Stored data:
Content starts

PR #2796, opened 2025-03-12
fix: Change logger scope in log appender

### LINKED ISSUE #2747: Fix logger scope in log-appender
https://github.com/open-telemetry/opentelemetry-rust/pull/2735#pullrequestreview-2655144624

gruebel:
Fixes #2747 

## Changes

- I was not sure what exactly is the desired state for
https://github.com/open-telemetry/opentelemetry-rust/blob/1ddecb04d9f19dafab682be42c5a2579a8c8182d/opentelemetry-proto/src/transform/common.rs#L57
set all the values to empty strings/vec, if target is `None`?

### DIFF
--- a/opentelemetry-appender-tracing/src/layer.rs
+++ b/opentelemetry-appender-tracing/src/layer.rs
@@ -173,7 +173,8 @@ where
 
         let mut log_record = self.logger.create_log_record();
 
-        log_record.set_target(target);
+        // TODO: Fix heap allocation
+        log_record.set_target(target.to_string());
         log_record.set_event_name(name);
         log_record.set_severity_number(severity);
         log_record.set_severity_text(metadata.level().as_str());
--- a/opentelemetry-appender-tracing/src/layer.rs
+++ b/opentelemetry-appender-tracing/src/layer.rs
@@ -173,8 +173,7 @@ where
 
         let mut log_record = self.logger.create_log_record();
 
-        // TODO: Fix heap allocation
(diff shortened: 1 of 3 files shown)


opentelemetry-appender-tracing/src/layer.rs
```diff
@@ -173,8 +173,7 @@ where
 
         let mut log_record = self.logger.create_log_record();
 
-        // TODO: Fix heap allocation
-        log_record.set_target(target.to_string());
+        log_record.set_target(target);
```
cijothomas, line 176: oh wait.. this works now?

cijothomas: @utpilla helped me understand better. We were unnecessarily copying the target before!

@gruebel Please do this change in a separate PR, with a before/after benchmark - it should show measurable improvement.

cijothomas:
> Fixes #2747
> 
> ## Changes
> * I was not sure what exactly is the desired state for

Content ends

ABOUT THIS TASK: I'd like the lines above from the one with "fix: Change logger scope in log appender" up to and including the one with "log_record.set_severity_number(severity);" copied exactly, with no other lines.

RESULT:
fix: Change logger scope in log appender

### LINKED ISSUE #2747: Fix logger scope in log-appender
https://github.com/open-telemetry/opentelemetry-rust/pull/2735#pullrequestreview-2655144624

gruebel:
Fixes #2747 

## Changes

- I was not sure what exactly is the desired state for
https://github.com/open-telemetry/opentelemetry-rust/blob/1ddecb04d9f19dafab682be42c5a2579a8c8182d/opentelemetry-proto/src/transform/common.rs#L57
set all the values to empty strings/vec, if target is `None`?

### DIFF
--- a/opentelemetry-appender-tracing/src/layer.rs
+++ b/opentelemetry-appender-tracing/src/layer.rs
@@ -173,7 +173,8 @@ where
 
         let mut log_record = self.logger.create_log_record();
 
-        log_record.set_target(target);
+        // TODO: Fix heap allocation
+        log_record.set_target(target.to_string());
         log_record.set_event_name(name);
         log_record.set_severity_number(severity);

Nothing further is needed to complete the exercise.